Hundreds of thousands of lawsuits were filed against BP and Transocean. In one suit, the largest-ever of its kind, BP agreed to pay the US Government $4.5 billion in fines. The company would pay dozens of billions more for its role in the spill.
But major players in the petroleum industry are extremely powerful and influential. Although BP suffered many legal consequences, the company also released its own independent reports that downplayed the role BP had in the disaster as well as the effects still being felt in and around the Gulf. So naturally, when Hollywood decided to release a movie villainizing the company and championing the men and women who worked and perished aboard the rig, BP wasn’t happy about it.
In an interview with NPR, Deepwater Horizon director Peter Berg explained, “We had problems because BP was not particularly thrilled that we were making the film. You know, BP and the oil industry in general appropriately wields a lot of power in that community, and they pay a lot of mortgages. And because we were making a film about the oil spill, the oil blowout and what happened that day, BP was not— not only were they not a big advocate or very supportive, but they actually became a very effective disruptor.”
That’s right: BP actively tried to make filming this movie as difficult as possible, if not stop it completely.
Berg went on, “We couldn’t get access to many of the things that we wanted to. We couldn’t get access to the boats, to some of the helicopters, to some of the men and women that we wanted to speak to. But the biggest thing we couldn’t get access to, which is what we wanted the most, was an oil rig. You know, one of these big, deepwater platforms. We tried and were politely but firmly declined on at every turn. And that was challenging because we— I had always thought we would be able to film a portion of the movie on a real, you know, rig. And when it became apparent that we couldn’t, the next best option was to build a sizable 85 percent to scale recreation of a rig, which we did.”
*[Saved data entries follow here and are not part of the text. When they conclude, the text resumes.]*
PR #741, opened 2024-02-12
refactor: removed all the froms and made the pid maps

### LINKED ISSUE #665: [LibP2P refactor] Delete "from" pids
Currently, when subscribing to a topic, we send `self` over to our go implementation, and then get it back in the notifications. That `self` is the `Subscriber`, which is a genstage that handles the gossip notifications. The problems are:

1. Sending this in each notification is an unnecessary overhead. We can have this configured for gossip topic, as it doesn't vary per-message.
2. This means that we can't transition to a per-message process. It assumes there's only a single process receiving the messages (per topic).

karasakalmt:
Closes #665


Arkenan:
We'll be going a different route with this change. Thanks for taking care of this!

Clearly, BP is not happy about this dramatic and souped-up testimonial of what happened aboard the Deepwater Horizon on April 20, 2010. Could it be a further admission of their guilt? Regardless, BP understands the negative effect a highly-publicized retelling of this story will have on its reputation.
But are the oil companies the only ones to blame for the Deepwater Horizon disaster? Perhaps not.
Oil is all around us. You use it. I use it. And where there is demand, there must be a supply. What feels like need on our day-to-day level can translate to major greed on a larger scale, be it between businesses or nations. And many times, this greed results in political or environmental disaster with consequences that we, the average citizens, feel and bear the brunt of in our day-to-day lives.
Here’s director Peter Berg’s take on it:
“You know, I’ve been asked why I didn’t make a film about the oil spill or about the environmental aspects of […] this event. And my answer is […] I believe that’s been, you know, pretty well covered. I think we all understand. And most people, if they do any research at all, understand that, you know, BP’s paid in excess of $60 billion in fines as a result of that incident. And people are aware of the oil spill.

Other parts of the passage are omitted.